According to the error message, I guess one file is missing, but I don't know how to set it back. Maybe there is a way to reinstall completely (including configuration files)?

I was working fine until today. I hadn't enough hard drive space for gentoo, so I removed kubuntu (it was the partition before, so gentoo was moved 10Go left). When I rebooted, wicd didn't work any more.

I have a latop, so I don't want static connections.

Thanks for your time.[/code]Last edited by geenux on Sun May 31, 2009 2:48 pm; edited 1 time in total

----------

## truc

Is Dbus is started?

Did you try the usual revdep-rebuild?

----------

## geenux

Dbus is started, and revdep-rebuild didn't fix anything.
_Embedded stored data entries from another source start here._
PR #3166, opened 2021-06-13
Removing Links That Broadcaster Doesn't Want Up.

MapGuy11:


MapGuy11:
Going Forward I am removing cities that the broadcaster elected not to have up. These cities include New York, Philadelphia, and any Eastern city. So if you see any links from app.mybtv.com with Eastern USA cities the broadcaster would not like them available to other means then their own apps.

BellezaEmporium (approved):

Is it possible to reinstall completly wicd, including all config files ?

----------

## jomen

Does it work now?

Python may be the problen - did you upgrade it?

The script "python-updater" should have been run then - but you can run it manually...
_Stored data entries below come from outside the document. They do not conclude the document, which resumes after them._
PR #3203, opened 2021-06-16
Update id.m3u (Replace broken Vidio links)

MinePlayersPE:
Changed vidio.com links to be tied to streamlink (since they disabled non-tokenized links)
and added live.unregister.xyz RCTIplus domain (as the only stream mirror from the site that doesn't require a Referer header)


BellezaEmporium (commented):
Excellent PR. Thanks for your changes. However, since Vidio seems to have locked certain streams, I would like to ask you to verify them once again and see if they work on your side. If they do, they're geo-locked. We would need to add the [Geo-locked] tag next to the name of the channel.

MinePlayersPE:
> I would like to ask you to verify them once again and see if they work on your side.

That's weird, now neither the old nor the new links work either. I guess they noticed? Closing because the "official" endpoint is tokenized (which is really unfortunate, since it's really the only complete set)
P.S. Streamlink should've worked, but https://linkastream.co/headless?url=https://www.vidio.com/live/204-sctv doesn't seem to work for me despite the supported sites list

LaneSh4d0w:
https://etslive-2-vidio-com.akamaized.net/exp=1623846487~acl=/vp9/204_stream.mpd!/vp9/204/*~hmac=4abd57e023456f839feef1cbc4ee9dafc75bdf73d9288865baada34c8cbc6478/vp9/204_stream.mpd

That's the kind of thing it does... had tried generating the links but those never worked.

MinePlayersPE:
Opening since it seems like [your implementation](https://query-streamlink.lanesh4d0w.repl.co/iptv-query?streaming-ip=https://www.vidio.com/live/204-sctv) works, still can't figure out why others don't
P.S. https://github.com/yt-dlp/yt-dlp/blob/7e87e27c52e9c9f0412ab360e560255533d35dce/yt_dlp/extractor/vidio.py#L228 This should give an idea of how to get the link via the API

LaneSh4d0w:
I see that my implementation works for Vidio, however I can't seem to see why linkastream wouldn't work. AFAIK we use the same solution.

BellezaEmporium (approved):
I don't see any issues on this one. All good.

To cleanly uninstall/install wicd:

-stop it

-uninstall it

-remove the directory /etc/wicd

-install it again

-start it...

I read this because I have issues using wicd-1.6.0_beta1.

It does not connect. I currently only ever use a wired connection and with the beta-version I don't get an IP via dhcp.

Downgraded to =net-misc/wicd-1.5.9-r1 and all is working fine as before.

If someone should know something about this, please comment.

----------

## geenux

I made a little script, and built back the whole system (about seven hours of compilation), and it works. If it fails again, I will try your solution.

----------

## BigDaveyL

 *geenux wrote:*   

> I made a little script, and built back the whole system (about seven hours of compilation), and it works. If it fails again, I will try your solution.

 

Any resolution to this?

I have a similar problem.

----------

## jomen

The thread is marked as solved and check for running dbus, revdep-rebuild, python-updater  and cleanly un/reinstalling wicd where suggested.

Have you tried all this?

What exactly is _your_ problem.

"Similar" is too vague.

----------